What the task asks:
Each line of the listing below that includes "PostgreSQL" should be reported.

------------------------------------------------------------

PR #98, opened 2020-02-18
39 MySQL prepared statements

sm-shaw:
Adds user configurable option to use server side prepared statements in the driver script.  Also adds option to connect by socket when testing on a local server.

PR #95, opened 2020-01-22
PostgreSQL prepared statements for functions and tablespace option for schema builds

sm-shaw:
Add prepared statement functionality for PostgreSQL as per Issue #94

PR #114, opened 2020-03-30
Redo PostgreSQL tablespace changes from #95 in pgopt.tcl

marcocitus:
#98 accidentally reverted the tablespace changes to `pgopt.tcl` made by #95, which causes TPC-C on PostgreSQL to fail with `Error: can't read "pg_tspace": no such variable`

This PR redoes the changes from #95 to fix the issue. There were some [minor changes to pgopt.tcl](https://github.com/TPC-Council/HammerDB/pull/98/files#diff-ddb170835ad5c6cdafd7722c4e0623b1R340) in #98 related to handling of `pg_async_scale`. I left those unchanged.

------------------------------------------------------------

Exercise answer:
PostgreSQL prepared statements for functions and tablespace option for schema builds
Add prepared statement functionality for PostgreSQL as per Issue #94
Redo PostgreSQL tablespace changes from #95 in pgopt.tcl
#98 accidentally reverted the tablespace changes to `pgopt.tcl` made by #95, which causes TPC-C on PostgreSQL to fail with `Error: can't read "pg_tspace": no such variable`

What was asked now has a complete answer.